*** Opening RAW DATA ***

PR #710, opened 2023-10-25
Use TV results layout on emulator

Luna712:
It already uses TV layout partiually (It pushes the episodes to the left for example), but it does not do the rest that makes it look nice like it ideally should for results.

**Part 4 of emulator layout improvements**


fire-light42 (commented):
🤨 This is good and all, but I would not put subscriptions on true tv layout, only on emulator

Luna712:
> 🤨 This is good and all, but I would not put subscriptions on true tv layout, only on emulator

This does only put them on emulator, just in TV results fragment with an isEmulator check to avoid a lot of duplicated emulator code since it now uses the TV fragment

fire-light42:
> > 🤨 This is good and all, but I would not put subscriptions on true tv layout, only on emulator
> 
> This does only put them on emulator, just in TV results fragment with an isEmulator check to avoid a lot of duplicated emulator code since it now uses the TV fragment

uhhh, ye I saw that shit rn, srry

PR #712, opened 2023-10-25
Move favorites button above bookmarks on TV

Luna712:
I think this looks a bit nicer, but if you don't think it is needed, feel free to close this


Luna712:
I'm not actually 100% decided on this yet

Luna712:
Might reopen later if I decide this is a good thing, for now, closing though

notuser112:
Maybe move the episode list button above favorite and bookmark button as well. Thanks

Luna712:
> Maybe move the episode list button above favorite and bookmark button as well. Thanks

Yeah that's why I closed this, because it didn't look any better with the episode button there anyway. The order seems off, I just don't know the best way it really should be.

PR #713, opened 2023-10-25
Update TmdbProvider.kt

Jubes2011:


fire-light42:
The default behavior should always be non adult, if you really want this then make it follow the app settings

PR #714, opened 2023-10-25
Update build.gradle.kts

Jubes2011:


fire-light42:
Those should not be updated because the prerelease build system wont work. If you want to bump them you also need to fix the runners

PR #715, opened 2023-10-25
Update CMakeLists.txt

Jubes2011:


fire-light42:
cmake is not even used in the project. It was disabled

fire-light42:
https://github.com/recloudstream/cloudstream/blob/master/app/build.gradle.kts#L36

PR #716, opened 2023-10-25
Update MultiAnimeProvider.kt

Jubes2011:


fire-light42:
That is not even used anywhere, just old code that should be removed. no need updating that

PR #717, opened 2023-10-25
Delete old MultiAnimeProvider.kt

fire-light42:


fire-light42:
Remove this as it is not used anywhere. It is not even open so it should not even be used in any external providers

LagradOst (approved):

PR #725, opened 2023-10-26
Reload library when deleting bookmarks

Luna712:
Also removes unused deleteAllBookmarkedData


Luna712:
I forgot to mention what this was really for. It fixes an annoying little bug when removing bookmarks from the home page or changing them to NONE where they stay in library until the app is reatarted or something else triggers a refresh.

*** Closing RAW DATA ***

WHAT TO PRODUCE: Write out every line from the records above, word for word.

OUTPUT FOR THIS TASK:
PR #710, opened 2023-10-25
Use TV results layout on emulator

Luna712:
It already uses TV layout partiually (It pushes the episodes to the left for example), but it does not do the rest that makes it look nice like it ideally should for results.

**Part 4 of emulator layout improvements**


fire-light42 (commented):
🤨 This is good and all, but I would not put subscriptions on true tv layout, only on emulator

Luna712:
> 🤨 This is good and all, but I would not put subscriptions on true tv layout, only on emulator

This does only put them on emulator, just in TV results fragment with an isEmulator check to avoid a lot of duplicated emulator code since it now uses the TV fragment

fire-light42:
> > 🤨 This is good and all, but I would not put subscriptions on true tv layout, only on emulator
> 
> This does only put them on emulator, just in TV results fragment with an isEmulator check to avoid a lot of duplicated emulator code since it now uses the TV fragment

uhhh, ye I saw that shit rn, srry

PR #712, opened 2023-10-25
Move favorites button above bookmarks on TV

Luna712:
I think this looks a bit nicer, but if you don't think it is needed, feel free to close this


Luna712:
I'm not actually 100% decided on this yet

Luna712:
Might reopen later if I decide this is a good thing, for now, closing though

notuser112:
Maybe move the episode list button above favorite and bookmark button as well. Thanks

Luna712:
> Maybe move the episode list button above favorite and bookmark button as well. Thanks

Yeah that's why I closed this, because it didn't look any better with the episode button there anyway. The order seems off, I just don't know the best way it really should be.

PR #713, opened 2023-10-25
Update TmdbProvider.kt

Jubes2011:


fire-light42:
The default behavior should always be non adult, if you really want this then make it follow the app settings

PR #714, opened 2023-10-25
Update build.gradle.kts

Jubes2011:


fire-light42:
Those should not be updated because the prerelease build system wont work. If you want to bump them you also need to fix the runners

PR #715, opened 2023-10-25
Update CMakeLists.txt

Jubes2011:


fire-light42:
cmake is not even used in the project. It was disabled

fire-light42:
https://github.com/recloudstream/cloudstream/blob/master/app/build.gradle.kts#L36

PR #716, opened 2023-10-25
Update MultiAnimeProvider.kt

Jubes2011:


fire-light42:
That is not even used anywhere, just old code that should be removed. no need updating that

PR #717, opened 2023-10-25
Delete old MultiAnimeProvider.kt

fire-light42:


fire-light42:
Remove this as it is not used anywhere. It is not even open so it should not even be used in any external providers

LagradOst (approved):

PR #725, opened 2023-10-26
Reload library when deleting bookmarks

Luna712:
Also removes unused deleteAllBookmarkedData


Luna712:
I forgot to mention what this was really for. It fixes an annoying little bug when removing bookmarks from the home page or changing them to NONE where they stay in library until the app is reatarted or something else triggers a refresh.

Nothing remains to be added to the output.